A Trade Dispute in this context will include any dispute between an employer and a worker which is connected with the employment or the non-employment, or with the terms and conditions relating to and/or affecting the employment of any person.
I have confirmed that the Complainant herein is a Worker within the meaning of the Acts, and I have conducted an investigation into the said trade dispute as described in Section 13. It is noted that Section 13 of the Industrial Relations Act of 1969 empowers me to make a recommendation or recommendations to disputing parties on foot of any investigation so conducted. In making such recommendations, I am obliged to set out my opinion on the merits of the dispute and the positions taken by the parties thereto.
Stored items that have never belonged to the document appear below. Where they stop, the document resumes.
PR #541, opened 2018-05-24
Fixed building of HOL Reference under TeXlive 2018

binghe:
Hi,

I got the following errors when trying to build HOL manual PDFs under newly released TeXlive 2018:

```
[471]

! Package inputenc Error: Unicode character ∀ (U+2200)
(inputenc)                not set up for use with LaTeX.

See the inputenc package documentation for explanation.
Type  H <return>  for immediate help.
 ...                                              
                                                  
l.21922    [|- 2 = SUC 1, |- ∀n. SUC n = 1 + n]:
```

The Unicode character (seems encoded in UCS, not even UTF-8) appears inside `verbatim` block, it's not working by TeX default configurations unless `inputenc` package is loaded with Unicode encoding enabled.

Beside this fix, I changed to use new Latin Modern font, and added support of copy&paste 8bit characters from PDF.  Also added the Manual title into PDF metadata.

--Chun

### DIFF
--- a/Manual/Reference/reference.tex
+++ b/Manual/Reference/reference.tex
@@ -3,13 +3,21 @@
 % =====================================================================
 
 \documentclass[12pt,fleqn]{book}
+
+%  Font related packages
+\usepackage[utf8x]{inputenc}
+\usepackage[T1]{fontenc}        % This is necessary for the correct copy-paste of 8-bit characters
+\usepackage{lmodern}            % Latin Modern fonts (better than CM-Super)
+
 %\usepackage{amsmath}
-\usepackage{alltt}
 \usepackage{../LaTeX/layout}
 \usepackage{makeidx}
 \usepackage{alltt}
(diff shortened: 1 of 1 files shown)


AndreasLoow:
Setting inputenc to utf-8 might be fine, but I don't think the other changes should be merged. The font used by all manuals is set in `Manual/LaTeX/layout.sty` (`\usepackage{stix}`). Loading this font also enables T1 fontenc. Lastly, I think loading hyperref the way you do is redundant because it's already loaded, and the title seems to already end up in the metadata of rendered PDFs with the current setup.

mn200:
The issue is that we shouldn’t have that character in the file at all, and it’s good that TL 2018 is being better about reporting the problem.

I will fix the relevant doc file.

Michael

binghe:
OK, fair enough, as long as the PDF can be built I’m fine.

Chun

Inviato da iPhone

I note that any consideration on the merits of the dispute will include an examination of the efforts made by the parties to exhaust any and all internal procedures or structures which ought to have been utilised before bringing the dispute to the attention of the WRC.
Where applicable, this investigation may involve an assessment of whether processes have complied with the general principles set out in the Code of Practise on Grievance and Disciplinary Procedures (SI 146 of 2000).
Under Section 36(1) of the Industrial Relations Act 1990, any party may object to an investigation by an Adjudication Officer of the dispute raised in the complaint form. The Respondent employer must indicate any such objection in writing within 21 days of the notification of the dispute raised in the workplace relations complaint form. In the event that the Employer does not indicate an unwillingness to have this matter dealt with by way of Adjudicator investigation, the Employer will be regarded as having given consent.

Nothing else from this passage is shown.